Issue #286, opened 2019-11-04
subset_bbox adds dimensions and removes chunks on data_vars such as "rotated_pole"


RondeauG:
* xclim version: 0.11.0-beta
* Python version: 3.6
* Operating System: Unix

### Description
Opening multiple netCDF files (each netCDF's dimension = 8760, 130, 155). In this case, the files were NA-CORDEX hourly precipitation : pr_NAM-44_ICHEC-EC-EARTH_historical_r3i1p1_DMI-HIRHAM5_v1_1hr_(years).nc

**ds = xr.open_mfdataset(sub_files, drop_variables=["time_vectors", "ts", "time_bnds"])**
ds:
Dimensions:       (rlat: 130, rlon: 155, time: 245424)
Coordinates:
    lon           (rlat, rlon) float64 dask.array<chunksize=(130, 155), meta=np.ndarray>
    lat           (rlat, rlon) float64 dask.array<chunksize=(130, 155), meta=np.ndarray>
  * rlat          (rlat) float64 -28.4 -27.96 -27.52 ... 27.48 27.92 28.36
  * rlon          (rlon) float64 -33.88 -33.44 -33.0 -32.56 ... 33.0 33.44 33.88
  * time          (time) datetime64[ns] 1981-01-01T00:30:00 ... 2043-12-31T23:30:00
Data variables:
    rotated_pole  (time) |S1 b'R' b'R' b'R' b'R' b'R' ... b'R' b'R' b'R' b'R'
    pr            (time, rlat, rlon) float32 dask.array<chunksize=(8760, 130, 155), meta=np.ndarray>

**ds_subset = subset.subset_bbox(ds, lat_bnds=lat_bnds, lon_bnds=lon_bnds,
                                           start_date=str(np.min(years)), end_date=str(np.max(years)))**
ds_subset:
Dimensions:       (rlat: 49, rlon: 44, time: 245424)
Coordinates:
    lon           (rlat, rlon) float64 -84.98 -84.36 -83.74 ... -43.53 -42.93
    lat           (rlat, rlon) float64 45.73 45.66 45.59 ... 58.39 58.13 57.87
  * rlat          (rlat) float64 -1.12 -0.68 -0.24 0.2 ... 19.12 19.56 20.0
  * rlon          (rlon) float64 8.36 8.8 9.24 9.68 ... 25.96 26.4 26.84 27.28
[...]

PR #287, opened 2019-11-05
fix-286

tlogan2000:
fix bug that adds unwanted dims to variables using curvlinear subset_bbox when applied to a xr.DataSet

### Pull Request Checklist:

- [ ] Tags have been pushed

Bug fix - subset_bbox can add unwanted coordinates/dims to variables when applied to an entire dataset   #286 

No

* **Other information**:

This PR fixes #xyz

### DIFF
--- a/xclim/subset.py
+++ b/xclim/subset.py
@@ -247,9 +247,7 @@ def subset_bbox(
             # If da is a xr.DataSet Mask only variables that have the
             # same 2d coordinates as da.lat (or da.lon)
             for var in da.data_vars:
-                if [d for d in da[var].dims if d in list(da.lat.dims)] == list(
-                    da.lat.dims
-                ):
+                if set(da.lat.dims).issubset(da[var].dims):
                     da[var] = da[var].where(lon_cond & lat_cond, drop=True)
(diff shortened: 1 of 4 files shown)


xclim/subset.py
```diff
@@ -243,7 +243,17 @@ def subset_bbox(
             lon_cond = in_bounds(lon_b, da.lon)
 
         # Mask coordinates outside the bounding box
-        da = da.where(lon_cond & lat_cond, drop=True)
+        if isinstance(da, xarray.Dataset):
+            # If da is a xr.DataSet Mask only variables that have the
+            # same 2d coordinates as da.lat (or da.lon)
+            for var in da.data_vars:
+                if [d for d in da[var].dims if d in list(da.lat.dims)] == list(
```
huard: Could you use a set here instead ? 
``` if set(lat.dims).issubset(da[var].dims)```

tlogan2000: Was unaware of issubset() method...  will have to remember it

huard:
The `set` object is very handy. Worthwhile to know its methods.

------------------------------

Copy exactly the lines above, starting at the opening line and finishing at the line in which "b'R' ... b'R' b'R' b'R' b'R'" occurs.

Issue #286, opened 2019-11-04
subset_bbox adds dimensions and removes chunks on data_vars such as "rotated_pole"


RondeauG:
* xclim version: 0.11.0-beta
* Python version: 3.6
* Operating System: Unix

### Description
Opening multiple netCDF files (each netCDF's dimension = 8760, 130, 155). In this case, the files were NA-CORDEX hourly precipitation : pr_NAM-44_ICHEC-EC-EARTH_historical_r3i1p1_DMI-HIRHAM5_v1_1hr_(years).nc

**ds = xr.open_mfdataset(sub_files, drop_variables=["time_vectors", "ts", "time_bnds"])**
ds:
Dimensions:       (rlat: 130, rlon: 155, time: 245424)
Coordinates:
    lon           (rlat, rlon) float64 dask.array<chunksize=(130, 155), meta=np.ndarray>
    lat           (rlat, rlon) float64 dask.array<chunksize=(130, 155), meta=np.ndarray>
  * rlat          (rlat) float64 -28.4 -27.96 -27.52 ... 27.48 27.92 28.36
  * rlon          (rlon) float64 -33.88 -33.44 -33.0 -32.56 ... 33.0 33.44 33.88
  * time          (time) datetime64[ns] 1981-01-01T00:30:00 ... 2043-12-31T23:30:00
Data variables:
    rotated_pole  (time) |S1 b'R' b'R' b'R' b'R' b'R' ... b'R' b'R' b'R' b'R'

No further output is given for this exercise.